(Records from a dataset)
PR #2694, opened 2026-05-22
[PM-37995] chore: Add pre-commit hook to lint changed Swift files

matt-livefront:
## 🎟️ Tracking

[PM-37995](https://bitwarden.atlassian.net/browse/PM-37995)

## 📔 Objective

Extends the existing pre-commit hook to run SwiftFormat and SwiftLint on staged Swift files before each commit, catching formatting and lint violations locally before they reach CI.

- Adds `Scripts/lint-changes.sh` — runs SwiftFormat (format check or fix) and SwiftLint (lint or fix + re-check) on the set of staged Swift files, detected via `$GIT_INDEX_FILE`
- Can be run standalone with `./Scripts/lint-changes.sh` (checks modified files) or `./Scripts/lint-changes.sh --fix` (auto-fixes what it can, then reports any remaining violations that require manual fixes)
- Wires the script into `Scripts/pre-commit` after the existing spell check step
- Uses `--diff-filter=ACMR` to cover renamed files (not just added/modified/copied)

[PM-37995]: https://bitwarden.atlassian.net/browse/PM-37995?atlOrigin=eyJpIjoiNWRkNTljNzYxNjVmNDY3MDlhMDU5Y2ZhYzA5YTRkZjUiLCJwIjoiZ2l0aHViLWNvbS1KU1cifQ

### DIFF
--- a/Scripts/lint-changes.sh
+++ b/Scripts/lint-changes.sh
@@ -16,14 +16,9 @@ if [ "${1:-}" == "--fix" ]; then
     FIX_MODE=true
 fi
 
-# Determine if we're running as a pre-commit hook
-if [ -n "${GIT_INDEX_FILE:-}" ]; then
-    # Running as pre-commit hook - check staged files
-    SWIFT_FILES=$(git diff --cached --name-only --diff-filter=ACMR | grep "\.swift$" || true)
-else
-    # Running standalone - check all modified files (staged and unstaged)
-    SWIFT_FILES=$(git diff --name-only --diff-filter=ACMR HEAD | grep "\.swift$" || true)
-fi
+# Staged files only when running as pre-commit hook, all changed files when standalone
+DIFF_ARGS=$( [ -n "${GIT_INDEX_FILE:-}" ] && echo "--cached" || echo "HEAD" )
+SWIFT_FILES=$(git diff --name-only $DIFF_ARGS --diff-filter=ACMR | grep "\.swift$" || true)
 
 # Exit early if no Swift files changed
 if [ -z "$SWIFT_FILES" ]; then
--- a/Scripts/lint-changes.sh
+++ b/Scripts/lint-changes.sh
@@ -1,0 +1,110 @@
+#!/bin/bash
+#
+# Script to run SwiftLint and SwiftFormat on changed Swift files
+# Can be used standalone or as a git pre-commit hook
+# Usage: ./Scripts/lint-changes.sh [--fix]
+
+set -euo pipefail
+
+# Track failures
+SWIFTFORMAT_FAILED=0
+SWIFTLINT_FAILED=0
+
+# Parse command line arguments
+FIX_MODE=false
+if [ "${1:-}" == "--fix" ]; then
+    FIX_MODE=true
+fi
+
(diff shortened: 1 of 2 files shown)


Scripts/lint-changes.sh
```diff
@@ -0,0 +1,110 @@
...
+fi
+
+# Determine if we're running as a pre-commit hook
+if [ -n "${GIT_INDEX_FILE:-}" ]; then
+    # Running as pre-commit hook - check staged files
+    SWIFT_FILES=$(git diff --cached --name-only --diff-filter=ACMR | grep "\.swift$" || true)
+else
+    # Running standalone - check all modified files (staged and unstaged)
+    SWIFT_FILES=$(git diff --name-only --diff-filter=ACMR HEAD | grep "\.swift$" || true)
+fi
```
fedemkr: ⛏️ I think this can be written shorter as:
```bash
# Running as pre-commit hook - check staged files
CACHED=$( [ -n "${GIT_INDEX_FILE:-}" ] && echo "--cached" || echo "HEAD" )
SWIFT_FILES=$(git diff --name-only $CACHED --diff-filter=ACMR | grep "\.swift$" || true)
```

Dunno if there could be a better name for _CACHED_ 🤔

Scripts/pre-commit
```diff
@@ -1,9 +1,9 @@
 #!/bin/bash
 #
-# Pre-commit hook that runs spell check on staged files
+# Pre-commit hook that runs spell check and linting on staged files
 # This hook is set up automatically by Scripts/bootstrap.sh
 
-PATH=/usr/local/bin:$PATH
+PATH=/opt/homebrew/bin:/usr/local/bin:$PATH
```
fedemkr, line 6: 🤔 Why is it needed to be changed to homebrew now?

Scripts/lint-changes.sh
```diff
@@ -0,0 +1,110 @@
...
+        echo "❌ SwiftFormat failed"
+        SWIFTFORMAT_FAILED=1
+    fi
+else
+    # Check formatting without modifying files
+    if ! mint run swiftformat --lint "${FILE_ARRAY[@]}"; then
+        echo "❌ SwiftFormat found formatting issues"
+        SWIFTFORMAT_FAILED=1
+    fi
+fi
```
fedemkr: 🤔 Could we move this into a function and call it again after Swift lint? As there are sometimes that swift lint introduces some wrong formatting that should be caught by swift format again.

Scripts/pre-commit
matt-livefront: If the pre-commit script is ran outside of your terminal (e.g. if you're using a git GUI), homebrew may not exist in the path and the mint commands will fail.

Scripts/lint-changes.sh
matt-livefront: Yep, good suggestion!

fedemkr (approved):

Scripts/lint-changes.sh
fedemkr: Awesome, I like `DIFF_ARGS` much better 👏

▶ **Assignment**
In the records above, find the lines containing "mint" and copy them.

▶ **Written reply**
+    if ! mint run swiftformat --lint "${FILE_ARRAY[@]}"; then
matt-livefront: If the pre-commit script is ran outside of your terminal (e.g. if you're using a git GUI), homebrew may not exist in the path and the mint commands will fail.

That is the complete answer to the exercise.